» PROBLEM TO SOLVE
Show each line from the listing that includes the word "join".

Content starts

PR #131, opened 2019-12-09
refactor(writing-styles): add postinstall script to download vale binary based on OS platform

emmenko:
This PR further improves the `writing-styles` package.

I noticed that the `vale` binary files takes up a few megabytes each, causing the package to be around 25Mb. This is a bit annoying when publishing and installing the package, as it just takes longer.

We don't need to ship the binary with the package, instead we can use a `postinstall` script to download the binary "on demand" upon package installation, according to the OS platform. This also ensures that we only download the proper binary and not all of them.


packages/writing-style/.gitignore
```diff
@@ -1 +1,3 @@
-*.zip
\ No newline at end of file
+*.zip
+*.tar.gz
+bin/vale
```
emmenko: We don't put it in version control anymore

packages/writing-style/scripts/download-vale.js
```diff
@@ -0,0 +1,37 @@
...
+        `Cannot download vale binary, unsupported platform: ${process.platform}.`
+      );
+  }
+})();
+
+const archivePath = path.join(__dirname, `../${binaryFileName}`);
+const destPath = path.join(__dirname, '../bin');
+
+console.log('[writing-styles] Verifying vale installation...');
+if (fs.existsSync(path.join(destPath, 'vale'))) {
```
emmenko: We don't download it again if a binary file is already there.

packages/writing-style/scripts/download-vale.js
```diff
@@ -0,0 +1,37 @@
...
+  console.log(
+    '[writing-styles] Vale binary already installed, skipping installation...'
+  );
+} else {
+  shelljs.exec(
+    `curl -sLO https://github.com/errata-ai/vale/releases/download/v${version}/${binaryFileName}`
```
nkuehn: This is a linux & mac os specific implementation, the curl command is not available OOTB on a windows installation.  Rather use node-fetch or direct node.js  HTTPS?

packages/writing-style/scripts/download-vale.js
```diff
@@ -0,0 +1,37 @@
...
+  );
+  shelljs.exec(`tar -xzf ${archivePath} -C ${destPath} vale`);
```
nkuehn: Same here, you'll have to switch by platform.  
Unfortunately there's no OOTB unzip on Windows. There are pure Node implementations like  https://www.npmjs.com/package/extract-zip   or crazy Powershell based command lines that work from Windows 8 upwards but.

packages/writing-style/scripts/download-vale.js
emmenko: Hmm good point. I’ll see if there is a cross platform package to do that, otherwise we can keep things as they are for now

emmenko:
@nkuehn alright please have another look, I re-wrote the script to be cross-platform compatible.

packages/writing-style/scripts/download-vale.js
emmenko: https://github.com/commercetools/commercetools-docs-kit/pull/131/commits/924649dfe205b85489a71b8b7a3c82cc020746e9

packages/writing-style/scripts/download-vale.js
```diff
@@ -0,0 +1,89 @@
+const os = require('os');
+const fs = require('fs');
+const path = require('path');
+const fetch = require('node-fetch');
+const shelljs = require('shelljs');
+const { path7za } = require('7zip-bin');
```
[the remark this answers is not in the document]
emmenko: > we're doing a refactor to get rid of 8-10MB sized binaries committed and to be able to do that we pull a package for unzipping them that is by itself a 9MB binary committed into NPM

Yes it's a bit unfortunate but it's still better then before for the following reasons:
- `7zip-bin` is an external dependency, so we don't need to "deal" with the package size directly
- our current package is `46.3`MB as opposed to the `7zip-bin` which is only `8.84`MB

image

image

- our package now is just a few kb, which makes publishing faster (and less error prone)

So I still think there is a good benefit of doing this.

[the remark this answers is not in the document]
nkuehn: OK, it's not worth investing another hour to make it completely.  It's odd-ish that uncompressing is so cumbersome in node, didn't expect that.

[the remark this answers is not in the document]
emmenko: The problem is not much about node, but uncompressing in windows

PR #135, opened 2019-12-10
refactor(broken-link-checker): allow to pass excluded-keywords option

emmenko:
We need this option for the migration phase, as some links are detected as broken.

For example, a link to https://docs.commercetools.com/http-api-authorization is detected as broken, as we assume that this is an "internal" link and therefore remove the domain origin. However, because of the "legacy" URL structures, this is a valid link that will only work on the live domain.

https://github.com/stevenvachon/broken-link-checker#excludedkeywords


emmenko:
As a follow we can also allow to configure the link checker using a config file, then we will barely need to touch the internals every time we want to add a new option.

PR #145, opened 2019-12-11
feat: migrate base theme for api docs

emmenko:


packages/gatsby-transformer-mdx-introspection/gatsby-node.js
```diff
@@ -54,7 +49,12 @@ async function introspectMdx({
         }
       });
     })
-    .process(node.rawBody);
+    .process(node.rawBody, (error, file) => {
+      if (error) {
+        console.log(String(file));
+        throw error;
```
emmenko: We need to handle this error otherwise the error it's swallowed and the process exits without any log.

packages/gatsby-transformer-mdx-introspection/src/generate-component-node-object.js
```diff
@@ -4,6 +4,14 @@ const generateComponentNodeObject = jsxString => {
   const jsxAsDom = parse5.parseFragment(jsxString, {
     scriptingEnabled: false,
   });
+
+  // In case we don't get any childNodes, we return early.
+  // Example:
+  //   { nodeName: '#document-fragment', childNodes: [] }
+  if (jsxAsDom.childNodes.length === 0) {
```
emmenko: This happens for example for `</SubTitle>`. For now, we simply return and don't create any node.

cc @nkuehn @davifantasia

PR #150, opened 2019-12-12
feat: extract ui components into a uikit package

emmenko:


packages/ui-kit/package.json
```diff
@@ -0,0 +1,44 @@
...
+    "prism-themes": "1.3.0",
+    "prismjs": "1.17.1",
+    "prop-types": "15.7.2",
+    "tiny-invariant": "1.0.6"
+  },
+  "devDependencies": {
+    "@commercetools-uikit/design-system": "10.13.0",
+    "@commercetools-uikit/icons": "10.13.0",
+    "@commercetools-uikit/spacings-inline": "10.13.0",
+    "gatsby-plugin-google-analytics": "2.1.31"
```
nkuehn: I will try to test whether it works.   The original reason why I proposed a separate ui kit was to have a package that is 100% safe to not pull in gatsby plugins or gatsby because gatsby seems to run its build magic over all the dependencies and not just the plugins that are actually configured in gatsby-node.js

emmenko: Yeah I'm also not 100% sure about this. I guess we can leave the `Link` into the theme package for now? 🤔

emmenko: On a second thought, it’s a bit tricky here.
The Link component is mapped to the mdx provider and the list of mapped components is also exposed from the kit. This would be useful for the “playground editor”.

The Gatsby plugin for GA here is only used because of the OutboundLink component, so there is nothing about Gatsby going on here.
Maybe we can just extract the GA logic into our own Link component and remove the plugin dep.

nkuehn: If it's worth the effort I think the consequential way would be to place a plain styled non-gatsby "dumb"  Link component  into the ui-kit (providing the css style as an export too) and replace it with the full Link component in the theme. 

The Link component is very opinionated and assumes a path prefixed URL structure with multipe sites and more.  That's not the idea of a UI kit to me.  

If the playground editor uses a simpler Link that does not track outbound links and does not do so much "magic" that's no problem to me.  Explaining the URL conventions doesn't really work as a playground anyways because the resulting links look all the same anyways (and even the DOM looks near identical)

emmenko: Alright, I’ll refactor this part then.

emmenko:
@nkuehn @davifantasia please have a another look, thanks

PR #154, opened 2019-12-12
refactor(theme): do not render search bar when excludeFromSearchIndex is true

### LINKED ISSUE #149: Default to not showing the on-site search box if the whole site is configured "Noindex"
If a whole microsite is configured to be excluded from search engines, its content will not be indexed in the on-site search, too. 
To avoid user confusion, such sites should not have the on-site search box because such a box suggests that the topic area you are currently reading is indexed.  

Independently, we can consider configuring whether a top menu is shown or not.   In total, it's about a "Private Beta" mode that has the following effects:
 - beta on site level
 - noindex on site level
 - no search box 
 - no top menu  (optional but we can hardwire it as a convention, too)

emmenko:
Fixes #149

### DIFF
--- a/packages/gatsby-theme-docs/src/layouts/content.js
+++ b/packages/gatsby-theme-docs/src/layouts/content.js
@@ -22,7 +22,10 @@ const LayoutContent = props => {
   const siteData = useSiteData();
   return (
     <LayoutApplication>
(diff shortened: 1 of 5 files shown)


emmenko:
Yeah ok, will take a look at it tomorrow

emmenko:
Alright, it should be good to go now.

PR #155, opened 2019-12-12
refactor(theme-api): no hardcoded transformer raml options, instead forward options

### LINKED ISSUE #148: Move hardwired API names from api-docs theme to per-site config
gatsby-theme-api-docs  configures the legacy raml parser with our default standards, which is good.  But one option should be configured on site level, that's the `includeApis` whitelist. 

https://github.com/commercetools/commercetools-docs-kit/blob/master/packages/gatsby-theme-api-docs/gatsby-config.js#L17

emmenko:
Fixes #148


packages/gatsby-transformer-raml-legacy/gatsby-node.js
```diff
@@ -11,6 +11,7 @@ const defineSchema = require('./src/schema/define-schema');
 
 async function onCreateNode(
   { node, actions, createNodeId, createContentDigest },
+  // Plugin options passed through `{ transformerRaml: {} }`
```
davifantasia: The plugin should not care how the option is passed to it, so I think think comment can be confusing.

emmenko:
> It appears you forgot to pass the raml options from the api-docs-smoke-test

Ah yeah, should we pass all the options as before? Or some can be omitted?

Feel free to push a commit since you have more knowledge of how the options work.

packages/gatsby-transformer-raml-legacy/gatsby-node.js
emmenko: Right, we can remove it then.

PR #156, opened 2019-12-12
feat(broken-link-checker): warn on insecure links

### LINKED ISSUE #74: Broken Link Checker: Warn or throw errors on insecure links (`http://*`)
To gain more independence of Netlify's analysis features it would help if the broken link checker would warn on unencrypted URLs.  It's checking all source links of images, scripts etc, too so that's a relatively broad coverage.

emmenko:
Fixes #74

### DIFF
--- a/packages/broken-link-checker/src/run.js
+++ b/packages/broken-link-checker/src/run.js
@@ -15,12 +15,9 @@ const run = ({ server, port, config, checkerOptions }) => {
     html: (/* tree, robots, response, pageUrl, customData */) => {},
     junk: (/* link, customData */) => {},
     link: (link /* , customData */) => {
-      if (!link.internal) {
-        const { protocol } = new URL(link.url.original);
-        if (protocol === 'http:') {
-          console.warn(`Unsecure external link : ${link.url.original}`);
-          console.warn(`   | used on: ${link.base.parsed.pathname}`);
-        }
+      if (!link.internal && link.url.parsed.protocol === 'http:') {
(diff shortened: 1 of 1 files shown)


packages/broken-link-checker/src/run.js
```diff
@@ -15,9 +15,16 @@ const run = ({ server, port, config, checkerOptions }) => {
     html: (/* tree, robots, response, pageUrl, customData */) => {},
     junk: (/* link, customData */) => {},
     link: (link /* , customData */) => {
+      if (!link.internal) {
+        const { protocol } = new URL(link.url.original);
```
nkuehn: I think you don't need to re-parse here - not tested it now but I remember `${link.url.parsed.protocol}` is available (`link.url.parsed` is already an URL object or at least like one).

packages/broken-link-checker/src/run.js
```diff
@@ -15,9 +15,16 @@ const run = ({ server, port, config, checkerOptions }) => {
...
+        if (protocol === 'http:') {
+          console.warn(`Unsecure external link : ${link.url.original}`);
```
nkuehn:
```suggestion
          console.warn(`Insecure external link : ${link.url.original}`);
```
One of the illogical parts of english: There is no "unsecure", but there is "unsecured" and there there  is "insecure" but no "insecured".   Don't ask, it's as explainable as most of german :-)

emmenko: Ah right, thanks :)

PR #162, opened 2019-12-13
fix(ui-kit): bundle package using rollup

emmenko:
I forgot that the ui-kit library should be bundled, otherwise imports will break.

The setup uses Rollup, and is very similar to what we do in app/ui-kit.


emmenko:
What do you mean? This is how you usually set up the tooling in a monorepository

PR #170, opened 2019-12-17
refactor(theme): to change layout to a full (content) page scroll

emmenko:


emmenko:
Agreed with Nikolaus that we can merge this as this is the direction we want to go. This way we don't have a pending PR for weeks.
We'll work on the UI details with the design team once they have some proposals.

Content ends
Content starts

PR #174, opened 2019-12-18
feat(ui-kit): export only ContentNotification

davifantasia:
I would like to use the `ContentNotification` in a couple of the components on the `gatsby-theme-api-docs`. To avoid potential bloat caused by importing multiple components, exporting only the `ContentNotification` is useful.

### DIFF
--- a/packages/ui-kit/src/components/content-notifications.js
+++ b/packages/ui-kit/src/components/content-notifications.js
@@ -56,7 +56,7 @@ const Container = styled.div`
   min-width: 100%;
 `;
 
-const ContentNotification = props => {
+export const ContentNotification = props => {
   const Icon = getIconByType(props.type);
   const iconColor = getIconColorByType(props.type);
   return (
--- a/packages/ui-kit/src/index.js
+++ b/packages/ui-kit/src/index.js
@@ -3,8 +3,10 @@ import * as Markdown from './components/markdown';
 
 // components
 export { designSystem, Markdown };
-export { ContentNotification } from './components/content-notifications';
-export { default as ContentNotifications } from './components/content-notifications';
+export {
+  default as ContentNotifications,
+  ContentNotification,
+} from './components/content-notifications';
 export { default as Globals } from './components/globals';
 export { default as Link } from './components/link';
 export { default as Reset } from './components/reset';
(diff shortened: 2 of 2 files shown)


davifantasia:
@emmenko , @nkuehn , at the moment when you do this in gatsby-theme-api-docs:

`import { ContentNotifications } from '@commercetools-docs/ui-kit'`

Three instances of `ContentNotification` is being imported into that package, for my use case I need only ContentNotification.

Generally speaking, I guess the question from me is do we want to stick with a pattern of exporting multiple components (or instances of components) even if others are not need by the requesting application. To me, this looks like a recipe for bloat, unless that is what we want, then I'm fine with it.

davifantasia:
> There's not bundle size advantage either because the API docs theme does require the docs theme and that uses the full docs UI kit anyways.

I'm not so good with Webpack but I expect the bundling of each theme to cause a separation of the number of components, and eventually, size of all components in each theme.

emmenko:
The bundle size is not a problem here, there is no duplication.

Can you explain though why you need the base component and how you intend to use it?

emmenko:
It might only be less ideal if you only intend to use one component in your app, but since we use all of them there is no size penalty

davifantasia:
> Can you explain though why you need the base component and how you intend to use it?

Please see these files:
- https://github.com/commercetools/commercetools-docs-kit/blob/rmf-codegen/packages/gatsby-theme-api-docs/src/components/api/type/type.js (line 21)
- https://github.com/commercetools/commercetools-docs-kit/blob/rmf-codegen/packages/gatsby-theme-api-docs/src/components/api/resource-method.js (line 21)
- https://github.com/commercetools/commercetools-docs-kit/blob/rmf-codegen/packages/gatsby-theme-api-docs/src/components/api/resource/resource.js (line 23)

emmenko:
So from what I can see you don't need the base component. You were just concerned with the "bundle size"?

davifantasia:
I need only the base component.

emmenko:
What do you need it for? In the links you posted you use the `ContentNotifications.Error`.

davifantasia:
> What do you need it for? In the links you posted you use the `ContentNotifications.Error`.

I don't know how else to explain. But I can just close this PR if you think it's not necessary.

Content ends
Content starts

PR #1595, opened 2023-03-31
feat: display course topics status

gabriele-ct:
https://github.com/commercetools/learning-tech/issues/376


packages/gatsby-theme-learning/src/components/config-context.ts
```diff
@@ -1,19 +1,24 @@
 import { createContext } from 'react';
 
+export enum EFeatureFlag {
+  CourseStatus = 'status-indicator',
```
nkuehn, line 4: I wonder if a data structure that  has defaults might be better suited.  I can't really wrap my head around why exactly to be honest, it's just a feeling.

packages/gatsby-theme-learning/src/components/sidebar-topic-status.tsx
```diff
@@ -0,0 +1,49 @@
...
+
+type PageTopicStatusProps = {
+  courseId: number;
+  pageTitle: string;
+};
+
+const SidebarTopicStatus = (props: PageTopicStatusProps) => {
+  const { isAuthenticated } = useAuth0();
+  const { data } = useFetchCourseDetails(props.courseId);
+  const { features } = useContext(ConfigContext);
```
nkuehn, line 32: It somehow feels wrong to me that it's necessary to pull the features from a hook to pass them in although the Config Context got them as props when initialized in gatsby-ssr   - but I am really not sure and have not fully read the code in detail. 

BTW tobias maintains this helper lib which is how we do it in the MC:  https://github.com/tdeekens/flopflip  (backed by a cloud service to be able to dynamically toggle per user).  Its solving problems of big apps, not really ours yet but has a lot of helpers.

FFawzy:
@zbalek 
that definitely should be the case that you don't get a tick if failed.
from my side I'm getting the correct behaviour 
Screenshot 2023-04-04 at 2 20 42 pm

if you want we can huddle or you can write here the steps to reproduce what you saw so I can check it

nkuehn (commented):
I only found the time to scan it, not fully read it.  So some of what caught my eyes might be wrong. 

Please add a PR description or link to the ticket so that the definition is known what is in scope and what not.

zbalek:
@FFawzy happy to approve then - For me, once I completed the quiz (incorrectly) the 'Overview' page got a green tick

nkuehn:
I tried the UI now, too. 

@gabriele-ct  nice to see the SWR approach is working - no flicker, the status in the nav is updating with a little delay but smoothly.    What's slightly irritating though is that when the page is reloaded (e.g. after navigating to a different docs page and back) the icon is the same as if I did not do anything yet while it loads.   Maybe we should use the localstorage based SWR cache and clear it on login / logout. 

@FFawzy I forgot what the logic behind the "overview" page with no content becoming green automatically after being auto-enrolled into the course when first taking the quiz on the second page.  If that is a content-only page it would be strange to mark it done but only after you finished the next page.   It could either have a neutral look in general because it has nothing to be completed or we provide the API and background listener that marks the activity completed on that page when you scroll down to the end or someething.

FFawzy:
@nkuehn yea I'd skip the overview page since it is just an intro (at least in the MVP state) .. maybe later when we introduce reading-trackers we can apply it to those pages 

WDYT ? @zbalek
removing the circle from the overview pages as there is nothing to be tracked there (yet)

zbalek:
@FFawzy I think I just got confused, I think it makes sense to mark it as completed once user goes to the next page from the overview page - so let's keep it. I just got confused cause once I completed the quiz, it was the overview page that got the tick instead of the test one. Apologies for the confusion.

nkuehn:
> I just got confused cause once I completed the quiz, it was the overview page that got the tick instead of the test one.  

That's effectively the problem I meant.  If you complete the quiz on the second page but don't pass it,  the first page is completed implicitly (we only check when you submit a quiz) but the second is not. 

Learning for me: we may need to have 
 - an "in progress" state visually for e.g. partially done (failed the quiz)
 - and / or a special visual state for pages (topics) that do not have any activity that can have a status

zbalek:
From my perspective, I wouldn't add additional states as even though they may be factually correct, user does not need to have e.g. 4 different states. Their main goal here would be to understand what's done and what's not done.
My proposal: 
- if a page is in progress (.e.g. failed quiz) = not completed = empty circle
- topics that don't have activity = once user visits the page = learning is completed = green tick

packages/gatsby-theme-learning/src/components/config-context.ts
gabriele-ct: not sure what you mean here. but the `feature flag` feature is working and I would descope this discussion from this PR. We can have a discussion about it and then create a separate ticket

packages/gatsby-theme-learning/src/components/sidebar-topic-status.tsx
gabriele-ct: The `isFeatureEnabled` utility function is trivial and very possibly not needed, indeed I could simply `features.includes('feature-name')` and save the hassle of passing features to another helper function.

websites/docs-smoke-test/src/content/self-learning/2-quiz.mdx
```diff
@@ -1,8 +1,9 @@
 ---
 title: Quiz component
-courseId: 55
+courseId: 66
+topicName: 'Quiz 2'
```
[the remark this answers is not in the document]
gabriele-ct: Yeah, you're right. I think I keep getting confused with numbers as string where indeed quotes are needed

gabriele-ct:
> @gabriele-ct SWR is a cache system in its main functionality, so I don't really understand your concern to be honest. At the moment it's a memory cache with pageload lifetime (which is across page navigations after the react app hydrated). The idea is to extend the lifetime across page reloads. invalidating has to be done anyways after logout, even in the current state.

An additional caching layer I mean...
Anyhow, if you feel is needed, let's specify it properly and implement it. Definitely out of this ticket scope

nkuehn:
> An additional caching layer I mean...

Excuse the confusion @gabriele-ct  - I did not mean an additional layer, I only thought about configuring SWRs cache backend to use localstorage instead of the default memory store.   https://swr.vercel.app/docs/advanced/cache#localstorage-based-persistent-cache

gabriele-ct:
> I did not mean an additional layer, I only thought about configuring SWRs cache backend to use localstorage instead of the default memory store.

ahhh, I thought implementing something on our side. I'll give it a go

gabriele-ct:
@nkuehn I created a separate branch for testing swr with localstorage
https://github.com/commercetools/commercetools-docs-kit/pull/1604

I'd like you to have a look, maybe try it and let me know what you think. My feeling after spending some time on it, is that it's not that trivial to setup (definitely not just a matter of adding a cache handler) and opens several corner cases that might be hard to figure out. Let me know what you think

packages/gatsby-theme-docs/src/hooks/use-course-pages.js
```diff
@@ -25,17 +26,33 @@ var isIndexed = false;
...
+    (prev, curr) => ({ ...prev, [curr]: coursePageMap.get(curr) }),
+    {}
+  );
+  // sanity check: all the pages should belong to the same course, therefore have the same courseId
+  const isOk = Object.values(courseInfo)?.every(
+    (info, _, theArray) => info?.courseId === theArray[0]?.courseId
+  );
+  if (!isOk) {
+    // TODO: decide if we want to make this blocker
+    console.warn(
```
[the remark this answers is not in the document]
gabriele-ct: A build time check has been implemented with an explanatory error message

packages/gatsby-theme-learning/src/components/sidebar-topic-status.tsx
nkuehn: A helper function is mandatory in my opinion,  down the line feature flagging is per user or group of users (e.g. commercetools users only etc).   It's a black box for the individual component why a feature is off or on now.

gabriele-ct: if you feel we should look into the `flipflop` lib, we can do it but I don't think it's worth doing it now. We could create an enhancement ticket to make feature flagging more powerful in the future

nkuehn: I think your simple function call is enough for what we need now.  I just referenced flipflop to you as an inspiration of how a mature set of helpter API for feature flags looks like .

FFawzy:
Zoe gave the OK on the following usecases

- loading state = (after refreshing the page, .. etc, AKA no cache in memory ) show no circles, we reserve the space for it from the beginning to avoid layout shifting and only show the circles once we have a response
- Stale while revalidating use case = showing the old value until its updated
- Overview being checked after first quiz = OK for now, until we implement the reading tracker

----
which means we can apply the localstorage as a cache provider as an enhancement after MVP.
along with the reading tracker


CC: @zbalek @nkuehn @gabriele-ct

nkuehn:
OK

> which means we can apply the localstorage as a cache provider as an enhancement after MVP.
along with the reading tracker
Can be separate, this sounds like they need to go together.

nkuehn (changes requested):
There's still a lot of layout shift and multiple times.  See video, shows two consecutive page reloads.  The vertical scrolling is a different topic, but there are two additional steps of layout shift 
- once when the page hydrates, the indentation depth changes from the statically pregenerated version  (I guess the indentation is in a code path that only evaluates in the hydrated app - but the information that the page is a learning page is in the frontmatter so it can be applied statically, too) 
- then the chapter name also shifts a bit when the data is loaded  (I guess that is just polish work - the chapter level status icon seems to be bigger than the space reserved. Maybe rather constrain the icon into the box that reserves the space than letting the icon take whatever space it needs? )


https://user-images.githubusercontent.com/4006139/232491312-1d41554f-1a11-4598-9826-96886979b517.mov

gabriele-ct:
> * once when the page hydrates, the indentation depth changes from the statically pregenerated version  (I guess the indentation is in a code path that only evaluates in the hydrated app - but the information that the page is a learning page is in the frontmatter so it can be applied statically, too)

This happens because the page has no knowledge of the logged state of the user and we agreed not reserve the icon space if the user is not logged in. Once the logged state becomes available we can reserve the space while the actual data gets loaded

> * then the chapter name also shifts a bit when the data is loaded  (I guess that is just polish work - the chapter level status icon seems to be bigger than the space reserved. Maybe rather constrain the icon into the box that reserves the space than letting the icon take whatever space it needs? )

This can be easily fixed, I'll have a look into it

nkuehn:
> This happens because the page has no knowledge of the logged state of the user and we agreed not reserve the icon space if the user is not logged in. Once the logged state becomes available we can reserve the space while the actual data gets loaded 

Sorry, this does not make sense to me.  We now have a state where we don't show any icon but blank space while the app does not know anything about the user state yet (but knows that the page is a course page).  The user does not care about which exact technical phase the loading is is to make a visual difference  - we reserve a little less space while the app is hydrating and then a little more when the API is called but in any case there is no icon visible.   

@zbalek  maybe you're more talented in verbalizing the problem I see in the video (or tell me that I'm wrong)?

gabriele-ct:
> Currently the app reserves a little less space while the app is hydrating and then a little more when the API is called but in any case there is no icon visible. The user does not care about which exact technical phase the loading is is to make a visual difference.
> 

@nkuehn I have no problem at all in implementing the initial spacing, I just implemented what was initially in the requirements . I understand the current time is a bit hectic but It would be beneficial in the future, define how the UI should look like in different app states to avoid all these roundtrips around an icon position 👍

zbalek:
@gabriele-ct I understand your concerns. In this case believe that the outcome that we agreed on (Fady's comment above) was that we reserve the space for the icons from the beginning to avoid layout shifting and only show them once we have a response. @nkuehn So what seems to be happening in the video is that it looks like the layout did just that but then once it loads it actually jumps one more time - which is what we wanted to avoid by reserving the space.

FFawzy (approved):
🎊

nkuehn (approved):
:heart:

Content ends

» SOLUTION FOR THIS TASK
+const archivePath = path.join(__dirname, `../${binaryFileName}`);
+const destPath = path.join(__dirname, '../bin');
+if (fs.existsSync(path.join(destPath, 'vale'))) {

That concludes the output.